Scan the records for the word "files". Return each line where it is found.

--- RECORDS Enclosed Below ---

PR #60, opened 2019-02-27
docs(yaml): os*.yaml map files needs at least an empty dict

daks:
fixes #59 with a little inline comment in specified files.

The alternative would be to document how to remove unused import from map.jinja, but the doc about 'template-formula use' is still to be done, so I prefer to add this little comment meanwhile.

--- End of Enclosed RECORDS ---

*EXERCISE RESULT:*
docs(yaml): os*.yaml map files needs at least an empty dict
fixes #59 with a little inline comment in specified files.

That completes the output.